> Action item
Once you have read the records below, write them all out exactly as given.

#### Available records

PR #2437, opened 2021-06-18
fix: Make filters' row scrollable, to avoid overflow issue

### LINKED ISSUE #2432: In all submissions, when selecting 2 or more filters, the filter button is no longer clickable
have to manually zoom out of the page to actually click the button.
Screenshot 2021-06-15 09 15 17

Dont know what is the best expected behaviour :-/

cc @ei8fdb and @katiewilson21 for design review

sandeepsajan0:
Fixes #2432 

Peek 2021-06-18 17-31

The filter row was getting overflow, that's why I set `overflow: auto` to make it scrollable horizontally. So, it will be easily accessible and will not break any functionality.

### DIFF
--- a/hypha/static_src/src/sass/apply/components/_form.scss
+++ b/hypha/static_src/src/sass/apply/components/_form.scss
@@ -164,6 +164,7 @@
             padding: 10px 0 30px;
             opacity: 0;
             transition: opacity $transition;
+            overflow: auto;
 
             .filters-open & {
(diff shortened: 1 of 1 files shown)


frjo (commented):
@sandeepsajan0 Quick and working fix. But after talking with @ei8fdb we should, from a UX standpoint, solve this by rebuilding the filter a bit. Will post separate issue for this.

########

> Problem solution
PR #2437, opened 2021-06-18
fix: Make filters' row scrollable, to avoid overflow issue

### LINKED ISSUE #2432: In all submissions, when selecting 2 or more filters, the filter button is no longer clickable
have to manually zoom out of the page to actually click the button.
Screenshot 2021-06-15 09 15 17

Dont know what is the best expected behaviour :-/

cc @ei8fdb and @katiewilson21 for design review

sandeepsajan0:
Fixes #2432 

Peek 2021-06-18 17-31

The filter row was getting overflow, that's why I set `overflow: auto` to make it scrollable horizontally. So, it will be easily accessible and will not break any functionality.

### DIFF
--- a/hypha/static_src/src/sass/apply/components/_form.scss
+++ b/hypha/static_src/src/sass/apply/components/_form.scss
@@ -164,6 +164,7 @@
             padding: 10px 0 30px;
             opacity: 0;
             transition: opacity $transition;
+            overflow: auto;
 
             .filters-open & {
(diff shortened: 1 of 1 files shown)


frjo (commented):
@sandeepsajan0 Quick and working fix. But after talking with @ei8fdb we should, from a UX standpoint, solve this by rebuilding the filter a bit. Will post separate issue for this.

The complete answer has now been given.